PR #237, opened 2017-11-09
Map key should not be object

hicdre:
```
const m = new Map();
m.set({a:1}, 2);
m.get({a:1}); // we get undefined
```

### DIFF
--- a/src/websockets/container.ts
+++ b/src/websockets/container.ts
@@ -1,24 +1,18 @@
 import { WebSocketServerData, ObservableSocketServer } from './interfaces';
 
 export class SocketsContainer {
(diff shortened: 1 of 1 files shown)


Rafal2228:
Object is a valid map key. Your example isn't working because you're creating two different objects. Try something like this:
`
const key = {a: 1};
const m = new Map();
m.set(key, 2);
m.get(key);
`

hicdre:
But when you use SocketContainer.getServer, you can not get the previous instance

Rafal2228:
Just realized what `getServer` and `addServer` were actually doing. You're right, current behavior will return always create new instance of the server :)

kamilmysliwiec:
Thanks @hicdre!! 🙂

__________________________________________________

Instructions to follow: All the lines above need to be printed again, exactly.

Exercise result:
PR #237, opened 2017-11-09
Map key should not be object

hicdre:
```
const m = new Map();
m.set({a:1}, 2);
m.get({a:1}); // we get undefined
```

### DIFF
--- a/src/websockets/container.ts
+++ b/src/websockets/container.ts
@@ -1,24 +1,18 @@
 import { WebSocketServerData, ObservableSocketServer } from './interfaces';
 
 export class SocketsContainer {
(diff shortened: 1 of 1 files shown)


Rafal2228:
Object is a valid map key. Your example isn't working because you're creating two different objects. Try something like this:
`
const key = {a: 1};
const m = new Map();
m.set(key, 2);
m.get(key);
`

hicdre:
But when you use SocketContainer.getServer, you can not get the previous instance

Rafal2228:
Just realized what `getServer` and `addServer` were actually doing. You're right, current behavior will return always create new instance of the server :)

kamilmysliwiec:
Thanks @hicdre!! 🙂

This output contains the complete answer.